Why phylogenies compress so well: combinatorial guarantees under the Infinite Sites Model
Why phylogenies compress so well: combinatorial guarantees under the Infinite Sites Model
Hendrychova, V.; Brinda, K.
AbstractOne important question in bacterial genomics is how to represent and search modern million-genome collections at scale. Phylogenetic compression effectively addresses this by guiding compression and search via evolutionary history, and many related methods similarly rely on tree- and ordering-based heuristics that leverage the same underlying phylogenetic signal. Yet, the mathematical principles underlying phylogenetic compression remain little understood. Here, we introduce the first formal framework to model phylogenetic compression mechanisms. We study genome collections represented as RLE-compressed SNP, k-mer, unitig, and uniq-row matrices and formulate compression as an optimization problem over genome orderings. We prove that while the problem is NP-hard for arbitrary data, for genomes following the Infinite Sites Model it becomes optimally solvable in polynomial time via Neighbor Joining (NJ).

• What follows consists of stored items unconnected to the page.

PR #3478, opened 2023-09-28
MNTOR-42 - do not show upsells for premium users

rhelmer:
# References: 
Jira: MNTOR-42

# Description

Premium users should not see upsells. There are quite a few states so it's hard to exhaustively test - in any case we need to use the universal `hasPremium` function to check`session.user` (obtained with `useSession` for client components, and `getServerSession` for server compontents).

# Screenshot (if applicable)

Not applicable.

# How to test

 waived the privilege.

### DIFF
--- a/src/app/(proper_react)/redesign/(authenticated)/user/dashboard/DashboardTopBanner.tsx
+++ b/src/app/(proper_react)/redesign/(authenticated)/user/dashboard/DashboardTopBanner.tsx
@@ -15,7 +15,6 @@ import {
   getRelevantGuidedSteps,
 } from "../../../../../functions/server/getRelevantGuidedSteps";
 import { hasPremium } from "../../../../../functions/universal/user";
-import { useSession } from "next-auth/react";
 
 export type BannerContent =
   | "ScanInProgressContent"
@@ -79,7 +78,6 @@ const Content = (props: {
   onShowFixed: () => void;
 }) => {
   const l10n = useL10n();
-  const { data: session } = useSession();
 
   if (props.isOnFixedTab) {
     return (
@@ -232,8 +230,7 @@ const Content = (props: {
     //       brokers. Should we be keeping track of the user "acknowledging"
     //       their scan results or something?
 
-    console.debug(session?.user);
-    if (!hasPremium(session?.user)) {
+    if (hasPremium(props.stepDeterminationData.user)) {
       return (
         <div className={styles.explainerContent}>
           <h3>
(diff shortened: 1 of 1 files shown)


src/app/(proper_react)/redesign/(authenticated)/user/dashboard/DashboardTopBanner.tsx
```diff
@@ -229,27 +231,32 @@ const Content = (props: {
...
-              data_broker_sites_total_num: dataBrokerCount,
-            }
-          )}
-        </p>
-        <div className={styles.cta}>
-          <Button href={relevantGuidedStep.href} small variant="primary">
-            {l10n.getString("dashboard-top-banner-no-exposures-found-cta")}
-          </Button>
+
+    console.debug(session?.user);
```
mansaj, line 235: leave this in?

mansaj:
This is triggering a bunch of unit test failures..

rhelmer:
> This is triggering a bunch of unit test failures..

Thanks, I'm doing something very simple so it's likely that I just need to change my approach (or make the unit tests aware of subscription status, which would be a fine outcome too).

rhelmer:
> > This is triggering a bunch of unit test failures..
> 
> Thanks, I'm doing something very simple so it's likely that I just need to change my approach (or make the unit tests aware of subscription status, which would be a fine outcome too).

Oh I see, they are all of the form:

```
    [next-auth]: `useSession` must be wrapped in a <SessionProvider />
```

src/app/(proper_react)/redesign/(authenticated)/user/dashboard/DashboardTopBanner.tsx
```diff
@@ -229,27 +229,31 @@ const Content = (props: {
     //       are directed to their data breaches if they have no unresolved data
     //       brokers. Should we be keeping track of the user "acknowledging"
     //       their scan results or something?
```
Vinnl, line 231: Hmm, as described in the TODO on line 228 (that I can't attach a comment to...), I don't think this change actually does anything? Is there a Storybook story I can look at that does something different than it does on `main`? Would it be possible to add a unit test that would fail on `main` but succeeds with this change?

rhelmer: I'll see if I can get it to show in Storybook... I noticed that too but I see it if I don't have any breach nor broker results in my account.

rhelmer:
@flozia is already working on an exhaustive list of such cases, all we should need to do is check use the univeral `hasPremium` function in most cases I think. Feel free to close this PR if it's not useful.

Vinnl:
OK yeah, I think a comprehensive systematic and testable approach is probably safest, so let's await that.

Finally, we experimentally validate the model's predictions with real bacterial datasets using an exact Traveling Salesperson Problem (TSP). We demonstrate that, despite numerous simplifying assumptions, NJ orderings achieve near-optimal compression across dataset types, representations, and k-mer ranges. Altogether, these results explain the mathematical principles underlying the efficacy of phylogenetic compression and, more generally, the success of tree-based compression and indexing heuristics across bacterial genomics.